I have frogbit too but in my experience it is fussy which is too bad, most people here say it's ok for them. The ones I have develop long roots. It's ok in a gallon vase with an air stone for circulation. Also ok in another tank with good flow, but I keep it corralled using air line tubing. Long roots though, the longest I've seen in my tank was close to ten inches. I just trimmed it.


----------



## randym (Sep 20, 2015)

Second the recommendation of salvinia. Avoid duck weed. It's the worst (almost impossible to get rid of). 

You could also use water sprite, which you already have. It likes to float.


----------



## Raymond S. (Dec 29, 2012)

+1 for salvinia minima. 
I use Dwarf Water Lettuce but I don't know how a HOB would fit/w it.
But a piece of air line around the filter would stop it from water pouring down on it.


----------



## bassbuster23 (Jan 7, 2008)

Daisy Mae said:


> No it is not. I think the common name is water spangles but don't quote me on that.
> 
> Frogbit is Limnobium laevigatum.
> 
> I have frogbit too but in my experience it is fussy which is too bad, most people here say it's ok for them. The ones I have develop long roots. It's ok in a gallon vase with an air stone for circulation. Also ok in another tank with good flow, but I keep it corralled using air line tubing. Long roots though, the longest I've seen in my tank was close to ten inches. I just trimmed it.





randym said:


> Second the recommendation of salvinia. Avoid duck weed. It's the worst (almost impossible to get rid of).
> 
> You could also use water sprite, which you already have. It likes to float.





Raymond S. said:


> +1 for salvinia minima.
> I use Dwarf Water Lettuce but I don't know how a HOB would fit/w it.
> But a piece of air line around the filter would stop it from water pouring down on it.


Looks like salvinia minima is the popular choice....so I believe I'll give that a shot!

Questions regarding salvinia. Where can I buy it? What is your lighting schedule using a floating plant? Have you had to increase or decrease lights as this floater starts covering your tank?


----------



## randym (Sep 20, 2015)

People sell it in the For Sale forum. You can also order it online at various sites. It's pretty cheap at Fleabay.

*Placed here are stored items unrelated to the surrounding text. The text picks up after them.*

PR #42, opened 2026-08-19
fix(storage): clamp KNN k to the sqlite-vec limit instead of losing vector search

### LINKED ISSUE #38: vector search fails for some queries and silently degrades to BM25-only (storage error: vector search failed)
## Summary

On an `onnx-jina-coreml` backend, `vector search failed` for some queries but not others against the same index. Vera degrades to BM25-only results and continues, so the only signal is a WARN line.

```
WARN vera_core::retrieval::hybrid: vector search failed, falling back to BM25-only results
  error=storage error: vector search failed
```

## Reproduction

Index used: a clone of this repository at v1.0.0, 375 files, 4790 chunks, embeddings `jinaai/jina-embeddings-v5-text-nano-retrieval` (fp16), backend `onnx-jina-coreml`.

Counting only the WARN line, one run per query:

| query | vector search failed |
|---|---|
| `fusion` | no |
| `hybrid fusion` | no |
| `hybrid fusion work` | no |
| `how does hybrid fusion work` | **yes** |
| `reranking` | no |
| `cross-encoder reranking of search candidates` | **yes** |

It is deterministic per query across repeated runs, not flaky. Longer, more natural-language queries are the ones that fail, which is the shape of query the tool is designed for.

## Notes

- Reproduces identically on the released v1.0.0 binary and on a local build, so it is not related to any local change.
- The error surfaces at `vector_store.search(...)` in `crates/vera-core/src/retrieval/vector.rs:69`, wrapped as `VectorSearchError::StorageError` with context `"vector search failed"`. The underlying store error is not included in the logged message, so I could not get further without patching.
- `RUST_LOG=debug` did not add detail beyond the same WARN.

## Impact

Silent quality loss. The command exits 0 and returns plausible results, so a user has no reason to suspect the vector half of hybrid retrieval did not run. Combined with reranking being unavailable on this backend (see #33), a CoreML user can be served pure BM25 output while believing they are getting the full pipeline.

## Suggestion

Propagate the underlying store error into the warning so the cause is diagnosable from the log. A hybrid search that loses a whole retrieval arm may also deserve louder treatment than a WARN.

## Environment

Apple M4, macOS 26.6.1, ONNX Runtime 1.24.4, vera 1.0.0, backend `onnx-jina-coreml`.

citron07r:
Closes #38.

## Root cause

`VectorStore::search` passes its `limit` straight into the SQL `LIMIT`, which sqlite-vec reads as the KNN `k` and hard-rejects above 4096:

```
k value in knn query too large, provided 4260 and the limit is 4096: Error code 1: SQL logic error
```

Callers scale the candidate pool from the query type and result limit, in three compounding steps:

1. `compute_vector_candidates(limit, multiplier)` in `retrieval/hybrid.rs`
2. `run_hybrid_search` multiplies again by 4 for natural-language queries (`hybrid.rs:135`)
3. `vector_search_with_stores` adds a further 50% overfetch (`retrieval/vector.rs:64`)

On a 4790-chunk index a five-word query reached 4260. The vector arm was then dropped entirely and only BM25 results were returned, for exactly the conversational queries hybrid retrieval exists to serve.

## Why it was invisible

`VectorSearchError::StorageError` formats its inner `anyhow::Error` with `{0}`, which prints only the outermost context and discards the cause chain. Every failure surfaced as the useless:

```
error=storage error: vector search failed
```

If it starts to shade your tank too much, remove some.


----------



## bassbuster23 (Jan 7, 2008)

randym said:


> People sell it in the For Sale forum. You can also order it online at various sites. It's pretty cheap at Fleabay.
> 
> If it starts to shade your tank too much, remove some.


I'll start looking for some then!


----------



## Daisy Mae (Jun 21, 2015)

All my tanks that have a 6-8 hour lighting period. Low to medium light, all are low tech with a little fert plus excel dosed after WC. 

I didn't change any of the lighting to accommodate footing plants. Like @randym stated, just remove some when it starts to get too thick. 

I just bummed some salvinia from the LFS when I bought a couple fish. Small handful quickly grew.


----------



## bassbuster23 (Jan 7, 2008)

Daisy Mae said:


> All my tanks that have a 6-8 hour lighting period. Low to medium light, all are low tech with a little fert plus excel dosed after WC.
> 
> I didn't change any of the lighting to accommodate footing plants. Like @randym stated, just remove some when it starts to get too thick.
> 
> I just bummed some salvinia from the LFS when I bought a couple fish. Small handful quickly grew.


 @Daisy Mae....do any of your tanks use a HOB filter? If so, how do you keep the floaters from getting undertowed all throughout your tank?


----------



## HDBenson (Jan 26, 2015)

I have Salvinia minima. like Daisy said I have to pull handfuls ever few weeks if your interested.


----------



## Daisy Mae (Jun 21, 2015)

bassbuster23 said:


> @Daisy Mae....do any of your tanks use a HOB filter? If so, how do you keep the floaters from getting undertowed all throughout your tank?


Yes, one of them has a HOB. 
I used an air line tubing, converted to a circle to corral the plants. 
If you use a T-junction, you can even anchor it to the glass using an air line tubing suction cup.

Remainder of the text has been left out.